A single base mutation in type I procollagen (COL1A1) that converts glycine alpha 1-541 to aspartate in a lethal variant of osteogenesis imperfecta: detection of the mutation with a carbodiimide reaction of DNA heteroduplexes and direct sequencing of products of the PCR.

Skin fibroblasts from a proband with a lethal variant of osteogenesis imperfecta synthesized both apparently normal type I procollagen and a type I procollagen that had slow electrophoretic mobility because of posttranslational overmodifications. The thermal unfolding of the collagen molecules as assayed by protease digestion was about 2 degrees C lower than normal.
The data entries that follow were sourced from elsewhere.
PR #408, opened 2018-08-27
Add channelbalance rpc call

sangaman:
This commit adds a `channelbalance` rpc command which acts as a passthrough for the underlying `channelbalance` lnd command. It accepts a currency ticker as a parameter to indicate which currency we are querying for.

This will be handy for demoing before and after states with swaps.

Here's sample output:

```bash
xucli channelbalance BTC
{
  "balance": 4453344,
  "pendingOpenBalance": 0
}
```

### DIFF
--- a/proto/xudrpc.proto
+++ b/proto/xudrpc.proto
@@ -110,9 +110,9 @@ message ChannelBalanceRequest {
   string currency = 1 [json_name = "currency"];
 }
 message ChannelBalanceResponse {
-  // Sum of channels balances denominated in satoshis
+  // Sum of channels balances denominated in satoshis or equivalent
   int64 balance = 1 [json_name = "balance"];
-  // Sum of channels pending balances denominated in satoshis
+  // Sum of channels pending balances denominated in satoshis or equivalent
   int64 pending_open_balance = 2 [json_name = "pending_open_balance"];
 }
 
--- a/docs/api.md
+++ b/docs/api.md
@@ -111,8 +111,8 @@
 
 | Field | Type | Label | Description |
 | ----- | ---- | ----- | ----------- |
-| balance | [int64](#int64) |  | Sum of channels balances denominated in satoshis |
-| pending_open_balance | [int64](#int64) |  | Sum of channels pending balances denominated in satoshis |
+| balance | [int64](#int64) |  | Sum of channels balances denominated in satoshis or equivalent |
+| pending_open_balance | [int64](#int64) |  | Sum of channels pending balances denominated in satoshis or equivalent |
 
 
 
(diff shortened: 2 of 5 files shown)


proto/xudrpc.proto
```diff
@@ -98,6 +105,17 @@ service Xud {
   }
 }
 
+message ChannelBalanceRequest {
+  // The ticker symbol of the currency to query for 
+  string currency = 1 [json_name = "currency"];
+}
+message ChannelBalanceResponse {
+  // Sum of channels balances denominated in satoshis
```
michael1011: What about litoshis? I think you already phrased this like "denominated in satoshis or equivalent" somewhere else.

sangaman: Yeah we could stick to "satoshis or equivalent" throughout. I was also thinking maybe "smallest unit" - but maybe for now "satoshis or equivalent" is good enough and we'll see what it looks like when more chains have lnd support.

michael1011: "smallest unit" could be confusing because of millisatoshis.

sangaman: True, maybe "smallest blockchain unit" or "smallest discrete unit" but that's getting verbose. We'll deal with it when we have support for more than just a couple of currencies on lnd. I'll make it "or equivalent" for now.

offerm:
@sangaman note that this information may be misleading if you have multiple channels.

sangaman:
You mean for demo purposes? Yes that's true if there's activity on other channels at the same time, but it won't be an issue as I won't have other channels active at the same time.

offerm:
For demo it is almost perfect. Be perfect without the need to provide the ticker (BTC or LTC). Just show the balance in both.

sangaman:
I can always do two calls in succession, I think going forward with support for multiple currencies it would be nice to specify which one you're interested in. Thoughts?

offerm:
You can make it optional. If not specified, show all.

sangaman:
Do you think that will be useful beyond the demo tho? The reason I'm kind of hesitant is because then the response has to have an array and I suppose I'd have to add a currency string to each element in the array. Or if I hardcode BTC and LTC channel balance fields then it's only a temporary solution, and I don't think it's necessary considering calling this twice for the demo is a really minor inconvenience imo. I'll see what other people think or if there's a cleaner approach than what I touched on here.

offerm:
Yes. I think it is needed regardless of the demo. 
As a user you need to be able to check how much you can potentially trade. Note that you should consider multiple channels for this.

sangaman:
Per our discussion I'll leave this as is for now and we can change it to query multiple currencies if/when the need arises.

I don't think though that channel balance is a very good indicator of how much is available to trade, because there are a lot of other factors like potential routes and the balance available on the other side of channels. You might have a ton of balance in one channel but very little routing capacity on any hops beyond that, for instance.

PR #412, opened 2018-08-28
Relax HelloPacket checks

### LINKED ISSUE #448: Pre-handshake packet handling
At the moment all peer packets are being handled, regardless to whether handshake was completed or not. It means, for example, that we can potentially attempt to execute a swap with a peer before verifying his identity, his xud version compatibility, etc. 

To fix this, some logic need to be added to `Peer.handlePacket`, defining which packets are not allowed before handshake, and which are not allowed after (if any. this is probably just for disallowing multiple `Hello` packets, if we don't want to enable the overriding of the handshake state).

sangaman:
This addresses an edge case whereby we receive a `HelloPacket` before we've started waiting for one, resulting in an "[peer] sent an unsolicited Hello packet" error message. Previously, there was a small disconnect between when a socket was established and when waiting for the HelloPacket began. This changes it so that the wait for the HelloPacket begins immediately after the socket becoming connected and before any packets can be received.

EDIT: Closes #448

### DIFF
--- a/lib/p2p/Peer.ts
+++ b/lib/p2p/Peer.ts
@@ -24,8 +24,7 @@ type PeerInfo = {
 interface Peer {
   on(event: 'packet', listener: (packet: Packet) => void): this;
   on(event: 'error', listener: (err: Error) => void): this;
-  on(event: 'packet', listener: (packet: Packet) => void): this;
-  on(event: 'error', listener: (err: Error) => void): this;
+  on(event: 'handshake', listener: () => void): this;
   once(event: 'open', listener: () => void): this;
   once(event: 'close', listener: () => void): this;
   once(event: 'ban', listener: () => void): this;
@@ -35,6 +34,7 @@ interface Peer {
   emit(event: 'close'): boolean;
   emit(event: 'error', err: Error): boolean;
   emit(event: 'packet', packet: Packet): boolean;
+  emit(event: 'handshake'): boolean;
 }
 
 /** Represents a remote XU peer */
@@ -155,7 +155,7 @@ class Peer extends EventEmitter {
 
     this.finalizeOpen();
 
-    // let the pool know that this peer is ready to go
+    // let listeners know that this peer is ready to go
     this.emit('open');
   }
 
@@ -277,6 +277,7 @@ class Peer extends EventEmitter {
         this.bindSocket(socket);
 
         this.logger.debug(this.getStatus());
+
         this.emit('connect');
 
         cleanup();
@@ -328,15 +329,6 @@ class Peer extends EventEmitter {
     this.stallTimer = setInterval(this.checkTimeout, Peer.STALL_INTERVAL);
   }
 
-  private initHello = async (handshakeData: HandshakeState) => {
-    const packet = this.sendHello(handshakeData);
-
-    if (!this.handshakeState) {
-      // wait for an incoming HelloPacket
-      await this.wait(PacketType.HELLO, Peer.RESPONSE_TIMEOUT);
-    }
-  }
-
   private finalizeOpen = (): void => {
     assert(!this.closed);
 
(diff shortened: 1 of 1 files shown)


lib/p2p/Peer.ts
```diff
@@ -131,7 +133,14 @@ class Peer extends EventEmitter {
 
     await this.initConnection();
     this.initStall();
-    await this.initHello(handshakeData);
+    this.sendHello(handshakeData);
+    if (this.handshakePromise) {
+      // we were already waiting for an incoming hello packet, finish waiting before opening
+      await this.handshakePromise;
+    } else {
+      // we're not already waiting for an incoming hello packet, so wait now
```
moshababo: why this condition would ever occur, if you're waiting for the packet as part of `initConnection`? this makes the previous `initHello` pretty much the same, just that you moved the `this.wait` call to the connection phase.

moshababo:
I noticed now that the problem did exists on `handleHello`, but I think we can solve this with less changes. We're listening to `HelloPacket` since the beginning (when parser is initialized, before connection is established), but `handleHello` check we explicitly called `this.wait` on it, which might not be necessary.

We actually need to solve this in a more general sense - define which packets we are rejecting in a pre-handshake state, and which ones in post-handshake. Because at the moment, for example, I can receive and handle `OrderPacket` before handshake completed.

lib/p2p/Peer.ts
sangaman: It should never occur, although I put a check there just in case. I could just put a `!` operator on `handshakePromise` or maybe still have the check but close the peer if we're not waiting for a handshake at this point for some unexpected reason.

sangaman: I have a cleaner approach almost ready which accepts hello packets at any time (potentially subject to some anti-spam limits down the road) to set or update the handshake state, I'll update the PR tomorrow.

sangaman:
OK, here's the new commit description explaining the approach:

> This allows peers to accept a `HelloPacket` and update handshake state data at any time, and not only when we are explicitly waiting for one. This addresses an edge case whereby we receive a `HelloPacket` before we've started waiting for one, resulting in a "[peer] sent an unsolicited Hello packet" error message. Previously, there was a small disconnect between when a socket was established and when waiting for the HelloPacket began. This changes it so that the wait for the HelloPacket begins immediately after the socket becoming connected and before any packets can be received. It also adds a `handshake` event that can be used going forward for Peer listeners that are interested in changes to the handshake state.

We still `wait` for a hello packet when opening a connection (if we haven't received a hello packet already), but we don't reject hello packets when we're not waiting for them, which could potentially include the time between connecting a socket and formally opening the connection for use in xud.

lib/p2p/Peer.ts
```diff
@@ -131,7 +131,12 @@ class Peer extends EventEmitter {
 
     await this.initConnection();
     this.initStall();
-    await this.initHello(handshakeData);
+    this.sendHello(handshakeData);
+
+    if (!this.handshakeState) {
+      // we must wait to receive handshake data before opening the connection
+      await this.wait(PacketType.HELLO, Peer.RESPONSE_TIMEOUT);
+    }
```
moshababo: I would still keep it inside `initHello`, to make `open` a bit cleaner. Not a must

moshababo:
I opened #448 for the other issue I mentioned.

sangaman:
Oh there must have been a misunderstanding, I was under the impression we did want to allow handshake state updates while connected. We definitely will need to add some handling for when handshake state changes, but it doesn't seem like a big deal and it seems more convenient than having to disconnect and reconnect.

Thanks for opening that other issue, is it ok if I try to handle that in this PR as well?

moshababo:
We can allow to overriding it (this is why I originally called it handshake**State**), it will just require us to remember having the proper support. For example, if I change my supported pairs, it's my responsibility drop orders from the removed pairs, and re-query orders from peers. We might want to add support for querying specific pairs. 

And of course, you can do #448 here.

sangaman:
I took care of discarding packets before a connection is opened. It allows any number of hello packets currently, but I feel restricting the number of hello packets we accept is something that should be done in a more general way since we will need to the restriction both before and after a connection is opened (we wouldn't want someone spamming us hello packets and updating handshake state after open).

sangaman:
This has passed travis, but doesn't show up here due to issues with travis: https://travis-ci.org/ExchangeUnion/xud/builds/426979073

PR #419, opened 2018-08-29
Added logPath to config

michael1011:
This PR adds `logFile` to the config. If it is set to an empty string no logs will be written to a file. 

@moshababo I know that you said that I should keep `contextFileMap` but it adds just unnecessary complexity if we are not planning to use it imo. Tell me what you think.

### DIFF
--- a/lib/Config.ts
+++ b/lib/Config.ts
@@ -13,6 +13,7 @@ class Config {
   public p2p: PoolConfig;
   public xudir: string;
   public logLevel: string;
+  public logPath: string;
   public db: DBConfig;
   public testDb: DBConfig;
   public rpc: { disable: boolean, host: string, port: number };
@@ -50,6 +51,8 @@ class Config {
     // default configuration
     this.initDb = true;
     this.logLevel = this.getDefaultLogLevel();
+    this.logPath = this.getDefaultLogPath();
+
     this.p2p = {
       listen: true,
       port: 8885, // X = 88, U = 85 in ASCII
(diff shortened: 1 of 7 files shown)


lib/Config.ts
```diff
@@ -13,6 +13,7 @@ class Config {
   public p2p: PoolConfig;
   public xudir: string;
   public logLevel: string;
+  public logFile: string;
```
sangaman: `logPath` instead perhaps? It would be consistent with `macaroonpath` and such.

lib/Config.ts
```diff
@@ -23,6 +24,8 @@ class Config {
   public instanceId = 0;
   public initDb: boolean;
 
+  private defaultLogDir = path.resolve(__dirname, '../logs');
```
sangaman: Maybe instead of `__dirname` for the default, use `xudir`?

lib/Logger.ts
```diff
@@ -55,49 +45,46 @@ type Loggers = {
...
   private level: string;
-  private logDir: string;
   private context: Context;
   private logger: any;
   private instanceId: number;
 
-  private static defaultLogDir = 'logs';
-
-  constructor({ level, instanceId, logDir, context }: {level: string, instanceId?: number, logDir?: string, context: Context}) {
+  constructor({ level, file, context, instanceId }: {level: string, file: string, context: Context, instanceId?: number}) {
```
sangaman: Let's rename `file` to `filename` so we use the same name as the winston config option.

lib/Logger.ts
```diff
@@ -55,49 +45,46 @@ type Loggers = {
...
-          level: this.level,
-          filename: path.join(this.logDir, contextFileMap[this.context]),
-          format: this.getLogFormat(false),
-        }),
-      ],
     });
   }
 
-  public static createLoggers = (level: string, instanceId = 0): Loggers => {
+  public static createLoggers = (level: string, file = '', instanceId = 0): Loggers => {
```
sangaman: Here too let's rename `file` to `filename` so we use the same name as the winston config option.

PR #426, opened 2018-08-31
Grpc error consistency

### LINKED ISSUE #324: Consistent gRPC error handling & responses
Currently there's a bit of inconsistency with how our gRPC service deals with failures and with responses that essentially amount to indicating success or failure.

For example, `Connect`, `Disconnect`, and `Shutdown` return strings. `CancelOrder` returns a boolean.

`PlaceOrder` throws an error if the specified PairId does not exist, but `CancelOrder` does not (nor does it throw an error if the specified `order_id` does not exist).

I'm thinking that for all these sorts of calls where the response essentially indicates if the call succeeded or not, we have an empty response to indicate success and throw an error to indicate failure. This seems to be the same approach that lnd takes. We could also tweak `xucli` to print "success" anytime there is an empty response, as opposed to the less descriptive `{}` that would get printed otherwise. 

I can definitely handle these changes, but I just wanted to see if anyone had any opinions before I start on it.

sangaman:
Closes #324. This redefines our protobuf definition for responses that indicate nothing more than whether the call succeeded or failed. All failures now throw a grpc error, and successes return an empty response. 

It also saves the error that causes a peer connection or initilaization to fail. This error can then be retrieved even after it has been caught/handled so it can be rethrown by the `Service` class. It creates a global types class for types that are not specific to any particular module, which contains a type definition for internal xud errors.


lib/p2p/Peer.ts
```diff
@@ -76,6 +79,7 @@ class Peer extends EventEmitter {
   }
 
   public get info(): PeerInfo {
+    this.emitError;
```
michael1011: What is this line doing?

test/p2p/sanity.spec.ts
```diff
@@ -65,43 +65,48 @@ describe('P2P Sanity Tests', () => {
...
     expect(listPeersResult.length).to.equal(0);
   });
 
   it('should fail when connecting to an unexpected node pub key', async () => {
-    const result = await nodeOne.service.connect({ nodeUri: getUri({
+    /*const result = await nodeOne.service.connect({ nodeUri: getUri({
+      nodePubKey: 'thewrongpubkey',
+      host: 'localhost',
+      port: nodeTwoConfig.p2p.port,
+    }) });*/
```
michael1011: You missed to remove a comment here.

lib/types/global.ts
```diff
@@ -0,0 +1,9 @@
+export type Address = {
+  host: string;
+  port: number;
+};
+
+export type XudError = {
```
michael1011: We should migrate the `error` object in the existing error classes to: `{ [key: string]: XudError }`

lib/p2p/Peer.ts
sangaman: Totally inadvertent, thanks for catching.

lib/types/global.ts
sangaman: I liked this idea, but as I started implementing it wound up being way more complicated given that some of our errors are not plain error objects, but rather functions that return error objects. It would have required a lot of changes and resulted in some messy code, so I'm leaving this as is.

lib/cli/command.ts
```diff
@@ -22,6 +22,11 @@ export const callback = (error: Error | null, response: grpcResponse) => {
   if (error) {
     console.error(`${error.name}: ${error.message}`);
   } else {
-    console.log(JSON.stringify(response.toObject(), undefined, 2));
+    const responseObj = response.toObject();
+    if (Object.keys(responseObj).length === 0) {
+      console.log('success');
```
michael1011: Just printing `success` is probably not the the most beautiful thing to do. It is fine for now but we will have to make the cli more beautiful and appealing eventually.

sangaman: Yup, but I figure that can be handled along with other cli user friendliness/aesthetics improvements.

sangaman:
I resolved conflicts and I realized my earlier approach of saving the error on `Peer` is not needed since #392 already made it so `addOutbound` throws an error instead of swallowing it. I simply dropped the first commit.

PR #429, opened 2018-08-31
Bind socket after connection

sangaman:
This commit delays calling the `bindSocket` method until after an outgoing connection is established. It also moves beginning an outgoing peer socket connection from the `fromOutbound` method to the `initConnection` method. This ensures that we bind the `connection` listener immediately after beginning the connection.

### DIFF
--- a/lib/p2p/Peer.ts
+++ b/lib/p2p/Peer.ts
@@ -39,7 +39,7 @@ interface Peer {
 
 /** Represents a remote XU peer */
 class Peer extends EventEmitter {
-  public socketAddress!: Address;
+  // TODO: properties documentation
   public inbound!: boolean;
   public connected = false;
   private opened = false;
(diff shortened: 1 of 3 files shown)


lib/p2p/Peer.ts
```diff
@@ -428,7 +412,7 @@ class Peer extends EventEmitter {
       if (this.connected) {
```
moshababo: Assuming we're already connected, this condition can be removed as well.
The problem is that `this.close` won't be called, but this is solved anyway by the connection retries PR.

lib/p2p/Peer.ts
```diff
@@ -264,6 +268,9 @@ class Peer extends EventEmitter {
       const onConnect = () => {
         this.connectTime = Date.now();
         this.connected = true;
+
+        this.bindSocket(socket);
+
```
moshababo: Are we sure there's no chance of events being called after connection, and prior to this binding?

moshababo:
> This ensures that we bind the `connection` listener immediately after beginning the connection.

Are you referring to `socket.once('connect', onConnect)`? If so, was there any bug with the previous approach, or this is just to improve the coding style?

sangaman:
I don't think there was a bug, so it's partly about style and partly about preventing a bug from surfacing down the road. Basically previously we would start the socket connection for outgoing connections on `fromOutbound`, but we wouldn't actually start listening for the connection event until we called `open` (which in turn calls `initConnection` where the connection listening actually happens).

It is surprising, however, that collagenase A and B fragments showed an essentially normal melting profile. Assay of cDNA heteroduplexes with a new technique involving carbodiimide modification indicated a mutation at about the codon for amino acid 550 of the alpha 1(I) chain. Subsequent amplification of the cDNA by the PCR and nucleotide sequencing revealed a single-base mutation that substituted an aspartate codon for glycine at position alpha 1-541 in the COL1A1 gene. The results here confirm previous indications that the effects of glycine substitutions in type I procollagen are highly position specific. They also demonstrate that a recently described technique for detecting single-base differences by carbodiimide modification of DNA heteroduplexes can be effectively employed to locate mutations in large genes.[1]